═══ Source data
PR #3650, opened 2017-03-14
base64 str encoding failing in python 3.6

jayruffing:
python3 is expecting a “bytes-like object” (https://docs.python.org/3/glossary.html#term-bytes-like-object)

so it is failing when sending a string (username & password)

see https://docs.python.org/3/library/base64.html#base64.b64encode

to convert to a bytes object, just call encode() method to turn it into a set of 8-bit byte values


davehunt:
This was already fixed in https://github.com/jayruffing/selenium/commit/55ed929d64e96c518c89244dd4a6fccc85865fc0 but I suspect is yet to be released.

PR #3656, opened 2017-03-15
Fixed handling of <content> outside a Shadow DOM

mcharsley:

It turns out that some folks are putting stuff inside a content tag and
expecting it to be displayed if the tag is outside a shadow DOM (and
replaced if it's inside a shadow DOM).

While investigating this, I discovered that we need to support Shadow
DOM v1 as well the (deprecated) Shadow DOM v0 API that we currently use.
Expect further patches...


mcharsley:
Alas I'm a beginner when it comes to git as well. Any colleagues you can
ask?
══════
→ Aim of the exercise
Search the listing for the word "well" and return each line that holds it.

→ Your response
DOM v1 as well the (deprecated) Shadow DOM v0 API that we currently use.
Alas I'm a beginner when it comes to git as well. Any colleagues you can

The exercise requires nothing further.